● WORK TO BE COMPLETED
The full listing below should be copied verbatim.

--- START ---

PR #762, opened 2022-05-23
Refactor and simplify code printing to stderr.

bdice:
## Description
Refactors and simplifies code printing to `sys.stderr`. This eliminates some helper functions and reduces imports.

## Motivation and Context
Found opportunity for simplification while looking at internal documentation. No changelog entry is needed because this does not touch public APIs.

## Checklist:

### DIFF
--- a/signac/__main__.py
+++ b/signac/__main__.py
@@ -34,7 +34,7 @@ from .common import config
 from .common.configobj import Section, flatten_errors
 from .contrib.filterparse import _add_prefix, parse_filter_arg
 from .contrib.import_export import _SchemaPathEvaluationError, export_jobs
-from .contrib.utility import _add_verbosity_argument, _query_yes_no
+from .contrib.utility import _add_verbosity_argument, _print_err, _query_yes_no
 from .diff import diff_jobs
 from .errors import (
     DestinationExistsError,
@@ -95,10 +95,6 @@ Synchronize your project with the temporary project, for example with:
 SHELL_HISTORY_FN = os.sep.join((".signac", "shell_history"))
 
 warnings.simplefilter("default")
-
-
-def _print_err(msg=None, *args):
-    print(msg, *args, file=sys.stderr)
 
 
 def _fmt_bytes(nbytes, suffix="B"):
@@ -1664,7 +1660,6 @@ job documents."
     try:
         args.func(args)
     except KeyboardInterrupt:
-        _print_err()
         _print_err("Interrupted.")
         if args.debug:
             raise
--- a/tests/test_find_command_line_interface.py
+++ b/tests/test_find_command_line_interface.py
@@ -2,9 +2,7 @@
 # All rights reserved.
 # This software is licensed under the BSD 3-Clause License.
 import json
-import os
-import sys
-from contextlib import contextmanager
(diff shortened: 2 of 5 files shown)


signac/__main__.py
```diff
@@ -97,10 +97,6 @@
 warnings.simplefilter("default")
 
 
-def _print_err(msg=None, *args):
```
iblanco11981870, line 100: Does it matter that the _print_err is now doing (msg, file=sys.stderr, *args) instead of the original position given?  (more an aesthetic question rather than functionality)

tests/test_find_command_line_interface.py
```diff
@@ -64,24 +62,11 @@
...
-    finally:
-        sys.stderr = old_target
-
-
 class TestFindCommandLineInterface:
     @staticmethod
     def _parse(args):
-        with open(os.devnull, "w") as null:
-            return parse_filter_arg(args, file=null)
+        with redirect_stderr(StringIO()):
```
iblanco11981870, line 68: This is more of a question for understanding- I was looking at this function, and it seems that it has created errors to people before (https://stackoverflow.com/questions/38291744/redirect-stderr-does-not-work-python-3-5). I was wondering if this is resolved because it is a @staticmethod or whether we should accommodate for this.

iblanco11981870 (approved):
Overall looks great, the only questions that I added are for 1) my own understanding/ 2) verifying that the stack overflow problem does not apply to us.

signac/__main__.py
bdice: The function is now defined as:
```python
def _print_err(*args, **kwargs):
    print(*args, file=sys.stderr, **kwargs)
```
This use of `*args` and `**kwargs` will transparently pass through all positional and keyword arguments, with one exception: we always provide `file=sys.stderr`. If the caller provides a keyword argument for `file`, the function will raise an error. This is okay because we're only using it as a shorthand utility for printing to `stderr`.

The previous function definition did not support other keyword arguments like `print("some", "words", end="")`, which provides an empty `end` value (rather than including a new line at the end of the output). The new definition corrects this behavior, which is needed for this call:
https://github.com/glotzerlab/signac/blob/8303d2e579b2b39621aa8a8cb35bc743a496b0b1/signac/contrib/migration/__init__.py#L113-L116

cbkerr (approved):
Looks good!

tests/test_find_command_line_interface.py
bdice: That StackOverflow question is misusing `redirect_stderr`. See the answer below: "You need to actually write to stderr, it is not a tool to catch exceptions."

The use of a `@staticmethod` here is to indicate that the method implementation is not dependent on the current instance `self` (as in a "normal" method) or the class `cls` (as in a `@classmethod`). A `@staticmethod` is equivalent to a free function (defined outside of a class) but has the benefit of being "scoped" through its definition in the class. To be honest, I rarely use static methods in Python because they are kind of awkward. Some developers argue that you should always use a free function (putting `def _parse` outside the class) but I didn't want to change this part of the test. See also: https://stackoverflow.com/questions/136097/difference-between-staticmethod-and-classmethod

PR #763, opened 2022-05-23
Add "optional" to parameter docstrings.

### LINKED ISSUE #344: NumPy docstyle should denote "optional" arguments

bdice:
## Description
Resolves #344. Note: I am going to open a couple more PRs with related docstring revisions that may require more thoughtful review. This PR is a subset that should be non-controversial and easy to approve.

## Checklist:

### DIFF
--- a/signac/contrib/_searchindexer.py
+++ b/signac/contrib/_searchindexer.py
@@ -380,7 +380,7 @@ class _SearchIndexer(dict):
         Parameters
         ----------
         expr : dict
-            The filter of expressions to match (Default value = None).
+            The filter of expressions to match.
 
         Returns
         -------
--- a/signac/contrib/_searchindexer.py
+++ b/signac/contrib/_searchindexer.py
@@ -98,7 +98,7 @@ class _TypedSetDefaultDict(dict):
         ----------
         key : str, float
             The key to get the value.
-        default :
+        default : object, optional
             Default value if type of key is not float (Default value = None).
 
         Returns
@@ -471,7 +471,7 @@ class _SearchIndexer(dict):
 
         Parameters
         ----------
-        filter_ : dict
+        filter_ : dict, optional
             The filter of expressions to match (Default value = None).
 
         Returns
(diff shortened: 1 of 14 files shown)


iblanco11981870 (approved):
The only changes performed that I saw were: 1) adding on the comments the word optional and 2) instead of returning the name of the job as a string, we are now passing the id of the job. (line 1830) for def keyfunction. Overall, these changes did not change any functionality of the program.

bdice:
Thanks for your reviews @shihkual @iblanco11981870! I'm going to merge this now.

PR #764, opened 2022-05-23
Always encode nested dicts.

bdice:
## Description
This PR refactors a utility function `_nested_dicts_to_dotted_keys` to remove a default parameter that is never used by any callers. This simplifies the logic and removes unnecessary functionality. Because this is an internal change, no changelog entry is needed.

## Checklist:

### DIFF
--- a/signac/contrib/utility.py
+++ b/signac/contrib/utility.py
@@ -213,25 +213,6 @@ def _to_hashable(obj):
         return obj
 
 
-def _encode_tree(x):
-    """Encode if type of x is list.
-
-    Parameters
-    ----------
-    x :
-        type to encode.
-
-    Returns
-    -------
-    Hashable version of ``x``.
-
-    """
-    if type(x) is list:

--- END ---

● EXERCISE SOLUTION
PR #762, opened 2022-05-23
Refactor and simplify code printing to stderr.

bdice:
## Description
Refactors and simplifies code printing to `sys.stderr`. This eliminates some helper functions and reduces imports.

## Motivation and Context
Found opportunity for simplification while looking at internal documentation. No changelog entry is needed because this does not touch public APIs.

## Checklist:

### DIFF
--- a/signac/__main__.py
+++ b/signac/__main__.py
@@ -34,7 +34,7 @@ from .common import config
 from .common.configobj import Section, flatten_errors
 from .contrib.filterparse import _add_prefix, parse_filter_arg
 from .contrib.import_export import _SchemaPathEvaluationError, export_jobs
-from .contrib.utility import _add_verbosity_argument, _query_yes_no
+from .contrib.utility import _add_verbosity_argument, _print_err, _query_yes_no
 from .diff import diff_jobs
 from .errors import (
     DestinationExistsError,
@@ -95,10 +95,6 @@ Synchronize your project with the temporary project, for example with:
 SHELL_HISTORY_FN = os.sep.join((".signac", "shell_history"))
 
 warnings.simplefilter("default")
-
-
-def _print_err(msg=None, *args):
-    print(msg, *args, file=sys.stderr)
 
 
 def _fmt_bytes(nbytes, suffix="B"):
@@ -1664,7 +1660,6 @@ job documents."
     try:
         args.func(args)
     except KeyboardInterrupt:
-        _print_err()
         _print_err("Interrupted.")
         if args.debug:
             raise
--- a/tests/test_find_command_line_interface.py
+++ b/tests/test_find_command_line_interface.py
@@ -2,9 +2,7 @@
 # All rights reserved.
 # This software is licensed under the BSD 3-Clause License.
 import json
-import os
-import sys
-from contextlib import contextmanager
(diff shortened: 2 of 5 files shown)


signac/__main__.py
```diff
@@ -97,10 +97,6 @@
 warnings.simplefilter("default")
 
 
-def _print_err(msg=None, *args):
```
iblanco11981870, line 100: Does it matter that the _print_err is now doing (msg, file=sys.stderr, *args) instead of the original position given?  (more an aesthetic question rather than functionality)

tests/test_find_command_line_interface.py
```diff
@@ -64,24 +62,11 @@
...
-    finally:
-        sys.stderr = old_target
-
-
 class TestFindCommandLineInterface:
     @staticmethod
     def _parse(args):
-        with open(os.devnull, "w") as null:
-            return parse_filter_arg(args, file=null)
+        with redirect_stderr(StringIO()):
```
iblanco11981870, line 68: This is more of a question for understanding- I was looking at this function, and it seems that it has created errors to people before (https://stackoverflow.com/questions/38291744/redirect-stderr-does-not-work-python-3-5). I was wondering if this is resolved because it is a @staticmethod or whether we should accommodate for this.

iblanco11981870 (approved):
Overall looks great, the only questions that I added are for 1) my own understanding/ 2) verifying that the stack overflow problem does not apply to us.

signac/__main__.py
bdice: The function is now defined as:
```python
def _print_err(*args, **kwargs):
    print(*args, file=sys.stderr, **kwargs)
```
This use of `*args` and `**kwargs` will transparently pass through all positional and keyword arguments, with one exception: we always provide `file=sys.stderr`. If the caller provides a keyword argument for `file`, the function will raise an error. This is okay because we're only using it as a shorthand utility for printing to `stderr`.

The previous function definition did not support other keyword arguments like `print("some", "words", end="")`, which provides an empty `end` value (rather than including a new line at the end of the output). The new definition corrects this behavior, which is needed for this call:
https://github.com/glotzerlab/signac/blob/8303d2e579b2b39621aa8a8cb35bc743a496b0b1/signac/contrib/migration/__init__.py#L113-L116

cbkerr (approved):
Looks good!

tests/test_find_command_line_interface.py
bdice: That StackOverflow question is misusing `redirect_stderr`. See the answer below: "You need to actually write to stderr, it is not a tool to catch exceptions."

The use of a `@staticmethod` here is to indicate that the method implementation is not dependent on the current instance `self` (as in a "normal" method) or the class `cls` (as in a `@classmethod`). A `@staticmethod` is equivalent to a free function (defined outside of a class) but has the benefit of being "scoped" through its definition in the class. To be honest, I rarely use static methods in Python because they are kind of awkward. Some developers argue that you should always use a free function (putting `def _parse` outside the class) but I didn't want to change this part of the test. See also: https://stackoverflow.com/questions/136097/difference-between-staticmethod-and-classmethod

PR #763, opened 2022-05-23
Add "optional" to parameter docstrings.

### LINKED ISSUE #344: NumPy docstyle should denote "optional" arguments

bdice:
## Description
Resolves #344. Note: I am going to open a couple more PRs with related docstring revisions that may require more thoughtful review. This PR is a subset that should be non-controversial and easy to approve.

## Checklist:

### DIFF
--- a/signac/contrib/_searchindexer.py
+++ b/signac/contrib/_searchindexer.py
@@ -380,7 +380,7 @@ class _SearchIndexer(dict):
         Parameters
         ----------
         expr : dict
-            The filter of expressions to match (Default value = None).
+            The filter of expressions to match.
 
         Returns
         -------
--- a/signac/contrib/_searchindexer.py
+++ b/signac/contrib/_searchindexer.py
@@ -98,7 +98,7 @@ class _TypedSetDefaultDict(dict):
         ----------
         key : str, float
             The key to get the value.
-        default :
+        default : object, optional
             Default value if type of key is not float (Default value = None).
 
         Returns
@@ -471,7 +471,7 @@ class _SearchIndexer(dict):
 
         Parameters
         ----------
-        filter_ : dict
+        filter_ : dict, optional
             The filter of expressions to match (Default value = None).
 
         Returns
(diff shortened: 1 of 14 files shown)


iblanco11981870 (approved):
The only changes performed that I saw were: 1) adding on the comments the word optional and 2) instead of returning the name of the job as a string, we are now passing the id of the job. (line 1830) for def keyfunction. Overall, these changes did not change any functionality of the program.

bdice:
Thanks for your reviews @shihkual @iblanco11981870! I'm going to merge this now.

PR #764, opened 2022-05-23
Always encode nested dicts.

bdice:
## Description
This PR refactors a utility function `_nested_dicts_to_dotted_keys` to remove a default parameter that is never used by any callers. This simplifies the logic and removes unnecessary functionality. Because this is an internal change, no changelog entry is needed.

## Checklist:

### DIFF
--- a/signac/contrib/utility.py
+++ b/signac/contrib/utility.py
@@ -213,25 +213,6 @@ def _to_hashable(obj):
         return obj
 
 
-def _encode_tree(x):
-    """Encode if type of x is list.
-
-    Parameters
-    ----------
-    x :
-        type to encode.
-
-    Returns
-    -------
-    Hashable version of ``x``.
-
-    """
-    if type(x) is list:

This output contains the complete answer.